[Stored items]
PR #549, opened 2025-11-11
feat: improve naming for consensus logs and spans

abailly:
This PR is a first attempt at rationalising the spans and logs we emit from Amaru, mostly focusing on the consensus part.
* Removed text interpolation (exception from commands) in favour of structured logs
* Use "semantic convention" for the message part, eg. dotted identifiers
* Remove `stages` prefix from spans in favour of names explicitly mentioning the purpose of the stage
* Update documentation

The trace now looks like the following:

jaeger-trace

## Release Notes

* **Documentation**
  * Updated consensus pipeline documentation with clearer descriptions of chain diffusion, synchronization, and selection processes, including new tracing spans reference guide for debugging.

* **Refactor**
  * Standardized internal tracing instrumentation naming and logging messages across consensus and network modules for improved observability and consistency.
  * Reorganized test utilities for headers tree validation.

### DIFF
--- a/crates/amaru-consensus/src/consensus/headers_tree/headers_tree.rs
+++ b/crates/amaru-consensus/src/consensus/headers_tree/headers_tree.rs
@@ -160,7 +160,6 @@ impl<H: IsHeader + Debug + Clone + Display + PartialEq + Eq + 'static> Display f
 
 /// Debugging and formatting methods.
 impl<H: IsHeader + Debug + Clone + PartialEq + Eq + 'static> HeadersTree<H> {
-
     /// Human-readable formatting of the headers tree.
     fn format(
         &self,
@@ -195,7 +194,6 @@ impl<H: IsHeader + Debug + Clone + PartialEq + Eq + 'static> HeadersTree<H> {
 }
 
 impl<H: IsHeader + Clone + Debug + PartialEq + Eq + Send + Sync + 'static> HeadersTree<H> {
-
     /// Create a new HeadersTree
     pub(crate) fn create(
         chain_store: Arc<dyn ChainStore<H>>,


crates/amaru-consensus/src/consensus/stages/track_peers.rs
```diff
@@ -30,15 +30,15 @@ pub fn stage(
...
 ) -> impl Future<Output = State> {
-    let span = tracing::trace_span!(parent: msg.span(), "stage.track_peers");
+    let span = tracing::trace_span!(parent: msg.span(), "chain_sync.track_peers");
     async move {
         let (mut tracker, downstream) = state;
         match msg {
             Tracked::Wrapped(e @ DecodedChainSyncEvent::RollForward { .. }) => {
                 if tracker.is_caught_up() {
-                    debug!(target: EVENT_TARGET, peer = %e.peer(), point = %e.point(), "new tip");
+                    debug!(target: EVENT_TARGET, peer = %e.peer(), point = %e.point(), "track_peers.caught_up.new_tip");
```
jeluard, line 39: Would be great to normalize the parameters we pass also. e.g. `tip_changed` pass the point as `tip`

abailly: Sorry, I don't understand, what's `tip_changed`? 
But I agree: sometimes we use points, sometimes hash and slot, sometimes hash only...

jeluard: I mean [this trace](https://github.com/pragma-org/amaru/blob/main/crates/amaru-consensus/src/consensus/stages/forward_chain.rs#L57) that is logically related.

What the exercise asks: Look through the entries for lines containing the word "HeadersTree" and return each one.

Solution for this problem:
 impl<H: IsHeader + Debug + Clone + PartialEq + Eq + 'static> HeadersTree<H> {
@@ -195,7 +194,6 @@ impl<H: IsHeader + Debug + Clone + PartialEq + Eq + 'static> HeadersTree<H> {
 impl<H: IsHeader + Clone + Debug + PartialEq + Eq + Send + Sync + 'static> HeadersTree<H> {
     /// Create a new HeadersTree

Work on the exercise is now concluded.